Sabrina Ionescu floater is back in a big way for Liberty in 2024

For all intents and purposes and quantitative measurements that delineate a successful WNBA season, Sabrina Ionescu had one in 2023.

She was two years removed from the ankle injury that derailed her rookie season and impacted the start of her second year, too, and in a span of two months, she shattered the 3-point contest record — for both the NBA and WNBA — and then sank her 122nd 3-pointer to break Diana Taurasi’s single-season mark.

The year 2023 was all about Ionescu’s shot from beyond the arc, just as 2022 and 2021 were, too.

New York Liberty guard Sabrina Ionescu has impressed this season. Kamil Krzaczynski-USA TODAY Sports

But there was a reason for that.

In just her third professional game, Ionescu tried to dribble around a defender near mid-court and twisted her left ankle, a Grade 3 sprain that ended her season and forced her to reconstruct her offensive instincts.

Her 3-point rhythm excelled.

Her floater, a strength dating back to her youth, was removed.

“You try and not jump off one foot,” Ionescu told The Post last month, “and so I think it kind of took that out of my game for the last two years.”
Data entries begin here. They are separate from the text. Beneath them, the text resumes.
PR #699, opened 2016-11-30
[MINOR] Add makeSSS and makeSRS in RouteSpec

r7raul1984:
- Add makeSSS and makeSRS in RouteSpec


qingwen220:
@r7raul1984 do you have any description about this change?

r7raul1984:
This refactor has the following advantages:
-   Reuseability
Other object which have RouteSpec instance can reuse the makeSSS and makeSRS logic.

-   Readability
I think the logic is domain logic. So the logic that should be in a domain object.

PR #707, opened 2016-12-02
[MINOR] avoid adding duplicated publishment in spec

garrettlish:
Although duplicated publisher won't impact anything since we convert it to map and publisher name is the key, avoid duplicated publisher in schedule state is meaningful.


wujinhu:
LGTM, will merge

PR #708, opened 2016-12-02
[MINOR] support group by in siddhi  pattern match

wujinhu:


eagle-core/eagle-alert-parent/eagle-alert/alert-engine/src/main/java/org/apache/eagle/alert/engine/interpreter/PolicyExecutionPlan.java
```diff
@@ -32,6 +32,11 @@
     private Map<String, List<StreamColumn>> inputStreams;
 
     /**
+     * Actual input streams alias.
+     */
+    private Map<String, String> inputStreamAlias;
```
haoch: Why need to keep `inputStreamAlias` in `PolicyExecutionPlan`, isn't it only used as local variable in `PolicyExecutionPlannerImpl`?

wujinhu: IMO, PolicyExecutionPlan is the data interface for user to get some details about the execution plan. Besides, I think inputStreamAlias and inputStreams are the same level information.

wujinhu: IMO, PolicyExecutionPlan is the data interface for user to get some details about the execution plan. Besides, I think inputStreamAlias and inputStreams are the same level information.

PR #716, opened 2016-12-06
[MINOR]Fix initial sql syntax problem

chitin:
[MINOR]Fix initial sql syntax problem
- Fix sql comment.
- Modify table name to lowercase, or got error "ERROR [2016-12-06 08:16:15,738] org.apache.eagle.alert.metadata.impl.JdbcMetadataHandler: Table 'eagle.kafka_tuple_metadata' doesn't exist".


haoch:
LGTM

PR #719, opened 2016-12-07
EAGLE-830 update policy display info

zombieJ:
* Policy detail support input stream detail
* Policy list display input stream


haoch:
LGTM

PR #730, opened 2016-12-12
EAGLE-827: coordinator schedule timeout due to last fail

garrettlish:
Exclusive executor exception could cause take leadership execution exit with exception, it will cause follow-up take leadership fails.


wujinhu:
LGTM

This season, the revival of that shot sits at the crux of Ionescu’s 17.2 points per game, which ranks second on the Liberty (7-2) entering their game Saturday against the Sun that doubles as a rematch of last year’s WNBA semifinals and a pivotal Commissioner’s Cup showdown.

Ionescu is attempting a higher share of shots (22.6 percent of her total attempts) from floater range — shots 3-10 feet from the basket — than she has since her abbreviated rookie season.

Ionescu is attempting more floaters this year. Wendell Cruz-USA TODAY Sports

And she is converting those shots at the highest clip (52.8 percent) since those three games in 2020.

Those numbers are up from 14.3 percent and 40.9 percent, respectively, in 2023.

“It’s tough trying to play and not being able to get into the things that help you succeed and that helped you be the player that you were before,” Ionescu said. “But to be able to have the last two seasons now where I’ve been able to get more comfortable and being healthy, it’s just helped me get back to what I’m comfortable doing.”

The Liberty coaches wanted Ionescu to rely on her floater more, too.

Assistant Olaf Lange stressed that at multiple film sessions last year.

She always possessed that ability — at Oregon, at Miramonte High School, when she played against boys growing up — but just didn’t use it enough.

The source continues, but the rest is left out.